**Exercise materials**
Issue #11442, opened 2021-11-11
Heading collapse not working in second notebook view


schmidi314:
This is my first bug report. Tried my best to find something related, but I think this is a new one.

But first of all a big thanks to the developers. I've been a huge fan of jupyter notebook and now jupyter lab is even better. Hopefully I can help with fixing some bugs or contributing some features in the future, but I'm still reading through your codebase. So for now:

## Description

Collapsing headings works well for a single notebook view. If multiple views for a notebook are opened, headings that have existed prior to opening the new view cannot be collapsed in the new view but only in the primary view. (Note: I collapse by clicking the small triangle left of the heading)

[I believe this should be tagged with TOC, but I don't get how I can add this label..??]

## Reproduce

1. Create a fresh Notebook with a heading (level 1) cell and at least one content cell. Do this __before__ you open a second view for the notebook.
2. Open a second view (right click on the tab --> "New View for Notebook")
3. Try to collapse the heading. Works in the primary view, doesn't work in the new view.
--
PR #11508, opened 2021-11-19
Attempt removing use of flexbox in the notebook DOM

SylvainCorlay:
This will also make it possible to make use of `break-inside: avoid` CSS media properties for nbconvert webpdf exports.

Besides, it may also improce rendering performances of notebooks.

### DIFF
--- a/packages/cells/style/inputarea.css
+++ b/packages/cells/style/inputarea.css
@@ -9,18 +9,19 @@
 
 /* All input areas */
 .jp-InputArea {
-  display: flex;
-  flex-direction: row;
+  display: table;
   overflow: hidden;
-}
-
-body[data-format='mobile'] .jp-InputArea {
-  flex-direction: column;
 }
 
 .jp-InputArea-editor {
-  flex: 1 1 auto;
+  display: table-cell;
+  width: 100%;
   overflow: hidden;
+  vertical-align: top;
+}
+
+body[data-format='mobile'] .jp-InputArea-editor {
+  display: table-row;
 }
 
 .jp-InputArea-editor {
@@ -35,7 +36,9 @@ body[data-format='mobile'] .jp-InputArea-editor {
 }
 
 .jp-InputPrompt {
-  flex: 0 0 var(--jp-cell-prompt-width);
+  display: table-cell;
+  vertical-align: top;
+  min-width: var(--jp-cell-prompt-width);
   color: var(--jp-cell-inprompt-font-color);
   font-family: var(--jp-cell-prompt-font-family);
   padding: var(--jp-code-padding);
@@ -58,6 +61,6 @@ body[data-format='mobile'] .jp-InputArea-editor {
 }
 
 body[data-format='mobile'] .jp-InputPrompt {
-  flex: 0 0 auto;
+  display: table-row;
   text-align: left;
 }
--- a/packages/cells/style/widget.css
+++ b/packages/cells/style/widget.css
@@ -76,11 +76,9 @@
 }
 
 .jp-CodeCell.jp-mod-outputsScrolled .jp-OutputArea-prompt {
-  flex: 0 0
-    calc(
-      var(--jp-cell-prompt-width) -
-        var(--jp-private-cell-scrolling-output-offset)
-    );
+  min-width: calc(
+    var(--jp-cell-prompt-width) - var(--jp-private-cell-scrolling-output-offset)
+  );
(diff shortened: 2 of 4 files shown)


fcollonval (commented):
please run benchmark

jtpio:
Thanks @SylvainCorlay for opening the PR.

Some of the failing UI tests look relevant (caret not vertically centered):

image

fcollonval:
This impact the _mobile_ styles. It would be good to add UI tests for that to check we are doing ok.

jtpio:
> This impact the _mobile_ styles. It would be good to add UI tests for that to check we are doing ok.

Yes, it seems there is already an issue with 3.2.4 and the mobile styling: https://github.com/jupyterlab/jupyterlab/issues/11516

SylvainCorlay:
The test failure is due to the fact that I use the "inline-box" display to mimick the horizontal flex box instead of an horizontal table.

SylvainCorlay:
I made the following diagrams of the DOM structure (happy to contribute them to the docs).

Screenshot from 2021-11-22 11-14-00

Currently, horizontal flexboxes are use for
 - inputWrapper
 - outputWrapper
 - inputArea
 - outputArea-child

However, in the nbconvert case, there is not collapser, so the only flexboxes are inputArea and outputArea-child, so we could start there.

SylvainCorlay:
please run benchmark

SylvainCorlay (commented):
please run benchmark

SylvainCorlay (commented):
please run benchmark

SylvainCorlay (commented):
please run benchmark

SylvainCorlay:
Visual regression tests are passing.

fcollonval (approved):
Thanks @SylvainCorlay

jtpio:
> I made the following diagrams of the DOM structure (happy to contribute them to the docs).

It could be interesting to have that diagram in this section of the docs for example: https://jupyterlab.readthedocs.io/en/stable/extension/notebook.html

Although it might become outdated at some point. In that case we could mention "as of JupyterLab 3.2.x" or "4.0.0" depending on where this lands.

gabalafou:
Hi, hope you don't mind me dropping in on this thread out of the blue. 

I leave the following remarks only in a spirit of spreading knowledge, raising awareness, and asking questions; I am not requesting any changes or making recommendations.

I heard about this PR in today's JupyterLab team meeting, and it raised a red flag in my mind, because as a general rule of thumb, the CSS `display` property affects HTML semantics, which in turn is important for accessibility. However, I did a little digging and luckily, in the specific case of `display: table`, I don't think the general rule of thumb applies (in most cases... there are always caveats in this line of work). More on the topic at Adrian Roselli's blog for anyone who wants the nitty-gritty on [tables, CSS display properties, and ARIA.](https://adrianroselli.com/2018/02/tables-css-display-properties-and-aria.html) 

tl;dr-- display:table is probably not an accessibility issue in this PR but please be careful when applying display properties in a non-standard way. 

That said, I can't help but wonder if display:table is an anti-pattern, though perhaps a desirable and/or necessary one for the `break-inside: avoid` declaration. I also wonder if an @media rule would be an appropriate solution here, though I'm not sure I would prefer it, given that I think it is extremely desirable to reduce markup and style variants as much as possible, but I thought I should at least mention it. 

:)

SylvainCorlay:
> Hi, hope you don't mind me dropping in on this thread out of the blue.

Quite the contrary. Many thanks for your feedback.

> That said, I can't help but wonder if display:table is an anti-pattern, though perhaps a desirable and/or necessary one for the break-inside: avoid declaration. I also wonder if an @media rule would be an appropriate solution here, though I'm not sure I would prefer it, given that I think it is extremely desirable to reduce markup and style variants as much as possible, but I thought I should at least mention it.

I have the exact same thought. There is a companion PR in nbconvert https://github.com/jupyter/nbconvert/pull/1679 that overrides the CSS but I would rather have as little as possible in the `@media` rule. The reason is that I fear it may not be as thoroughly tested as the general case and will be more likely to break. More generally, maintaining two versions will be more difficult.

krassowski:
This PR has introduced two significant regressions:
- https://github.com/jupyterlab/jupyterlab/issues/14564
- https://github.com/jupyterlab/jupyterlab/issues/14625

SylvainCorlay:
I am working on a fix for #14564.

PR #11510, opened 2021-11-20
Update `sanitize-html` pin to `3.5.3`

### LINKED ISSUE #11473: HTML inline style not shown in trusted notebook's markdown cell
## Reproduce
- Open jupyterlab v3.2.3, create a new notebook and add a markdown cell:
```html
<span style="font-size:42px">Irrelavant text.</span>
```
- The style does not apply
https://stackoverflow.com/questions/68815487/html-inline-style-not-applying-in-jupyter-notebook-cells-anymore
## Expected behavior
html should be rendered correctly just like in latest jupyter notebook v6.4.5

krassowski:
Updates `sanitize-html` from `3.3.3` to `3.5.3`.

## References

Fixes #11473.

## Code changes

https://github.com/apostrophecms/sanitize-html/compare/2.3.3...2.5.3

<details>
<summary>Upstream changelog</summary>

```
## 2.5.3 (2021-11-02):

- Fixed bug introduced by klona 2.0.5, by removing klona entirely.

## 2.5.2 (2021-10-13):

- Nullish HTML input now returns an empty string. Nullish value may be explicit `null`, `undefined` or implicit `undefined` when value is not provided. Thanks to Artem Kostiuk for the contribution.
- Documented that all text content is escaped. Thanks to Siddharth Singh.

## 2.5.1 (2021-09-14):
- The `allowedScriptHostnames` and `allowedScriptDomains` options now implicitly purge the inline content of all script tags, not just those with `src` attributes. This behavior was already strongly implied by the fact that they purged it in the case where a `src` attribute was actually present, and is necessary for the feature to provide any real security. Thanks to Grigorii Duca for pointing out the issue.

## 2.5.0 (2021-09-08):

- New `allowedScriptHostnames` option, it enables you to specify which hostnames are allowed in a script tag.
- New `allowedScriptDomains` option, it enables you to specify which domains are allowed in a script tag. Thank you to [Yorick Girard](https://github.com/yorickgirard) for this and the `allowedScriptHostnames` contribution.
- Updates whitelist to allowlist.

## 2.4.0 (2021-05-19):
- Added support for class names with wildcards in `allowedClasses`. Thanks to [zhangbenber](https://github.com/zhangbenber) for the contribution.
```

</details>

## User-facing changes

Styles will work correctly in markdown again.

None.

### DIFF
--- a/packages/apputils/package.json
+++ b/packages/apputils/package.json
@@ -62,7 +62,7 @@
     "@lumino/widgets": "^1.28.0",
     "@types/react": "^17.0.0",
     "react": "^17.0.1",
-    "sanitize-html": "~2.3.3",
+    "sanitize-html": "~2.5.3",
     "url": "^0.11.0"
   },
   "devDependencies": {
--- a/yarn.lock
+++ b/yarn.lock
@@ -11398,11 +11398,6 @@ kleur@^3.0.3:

**What you need to do**
Show all of the lines above in which "flexboxes" is present.

**Solved problem**
Currently, horizontal flexboxes are use for
However, in the nbconvert case, there is not collapser, so the only flexboxes are inputArea and outputArea-child, so we could start there.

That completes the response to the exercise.